身旁人病怏怏的样子,抬起水杯轻啜了口,用那张好看的脸冲她挑了下眉,仿佛在说他只是个病人。

好容易沟通完电话,脆皮病人比她先开口,“你们领导这么严苛吗?都这个时间了,还要工作。”

“领导不严苛。”梁桉意有所指,“老板比较严苛一点。
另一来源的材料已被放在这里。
PR #1114, opened 2020-12-24
Add context to vc logs

oded282:
In this PR I added context to View Change logs for the usage of the causal order parser. 

- Added the view number to VC logs.

- Added a log that implies that the second phase of VC ended.


HristoStaykov (approved):
LGTM! Thanks @oded282 !

PR #1115, opened 2020-12-30
Do not crash diagnostic server on failure (#1101)

yontyon:
Now, when the diagnostic server is crashing, it also crashes the whole replica.
We would like not to crash the whole replica when the diagnosing server is not working


Liorgal28 (approved):
LGTM!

”

屋外喧嚣都已尽数褪去,客厅昏暗,男人视线落在她身上,片刻,轻滚喉结,笑了下:“是吗?”

低磁嗓音带着懒怠,在夜色里格外好听。

“……不然呢?”

把跟季池对接的内容最后如数整合进策划,梁桉合了电脑抱住,也捂住因为美色跳动的小心脏,起身,溜走了。

这段婚姻一开始是为了应付长辈,同居的前提是互不干涉彼此生活。

可不知道从什么时候,某些东西像是春日暖阳,一点一点融化了边界。

他们的关系就像春天的满城风絮,隔着玻璃窗在迷蒙的日光中盘旋,落地如一层薄薄的雪,可没人会主动打开窗户,说不准置身其中,那满城风絮会不会变成过敏原。

他们在等一个契机。

拆线那天,一群朋友乌泱泱来了。

迟叙还是那张豌豆射手的嘴,进门就喋喋不休,先评价江浔的伤势,“诶呦,这伤可太严重了,再晚来两天就好了你看看。”

没拆之前还好,这刚拆了线,梁桉更担心了,生怕一不小心再把伤口给绷开,什么也不敢让江浔拿,看见他要倒水就忙过去,“你手还没好呢,我来我来。”